Cornell, Columbia libraries to share Latin American, Iberian studies collections

Cornell and Columbia University libraries will collaboratively support the Latin American and Iberian studies collection development activities of both institutions. This is the latest in a series of resource-sharing agreements between Cornell and Columbia developed through the 2CUL partnership.

Both universities have built important Latin American and Iberian studies collections. This collaboration will reduce unnecessary duplicative collecting through closer coordination of acquisitions with the goal of adding more items to the libraries of both institutions.
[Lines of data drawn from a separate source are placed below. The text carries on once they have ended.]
PR #144, opened 2016-07-07
Code highlighting added.

deavmi:


MathJud:
Where do you see the advantage of this change?

deavmi:
Looks more processional.

deavmi:
* professional

MathJud:
You're right, there is a formatting error!
But it's the other way round: Everything indented should be formatted as code and not as titles, even when it has a '#' in front of it.

deavmi:
Okay.

deavmi:
Should I fix something here or close this PR?

MathJud:
It would be cool, if you like to do that. It would be great, everything that is indented should be wrapped as a whole in the markdown tag for code.

deavmi:
@MathJud I wanted to know. Is the iOS version still being developed?

deavmi:
What changes should I make to this file? @MathJud

MathJud:
I fixed this with commit 71cf777ff2f2cbd2a39ca18e90224be5233a564d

Columbia's Latin American and Iberian studies librarian, Sean Knowlton, will lead coordination of the collections at both schools. He will also assist Cornell faculty members and students via email, phone and video conferencing and will visit the Cornell campus at least once a semester.

"Our Slavic studies agreement has been well received by the scholarly community here at Cornell, and we're excited to embark on a third collaboration [Southeast Asia was the second} using a similar model," said John Saylor, associate university librarian for scholarly resources and special collections. "Our 2CUL partnership is making both of our libraries stronger and allowing us to better serve the deep research needs of specialized users in international areas."

Said Pamela Graham, Columbia University Libraries' director of area studies: "We see tremendous potential in this new approach to building strong collections that will fully support the needs of students, faculty and other researchers while allowing us to extend and enhance more specialized collecting from and about these regions of the world."

The faculties and students of both institutions will receive expedited interlibrary borrowing as well as reciprocal onsite access to the Latin American and Iberian collections of Cornell and Columbia.

Gwen Glazer is the staff writer and editor at Cornell University Library.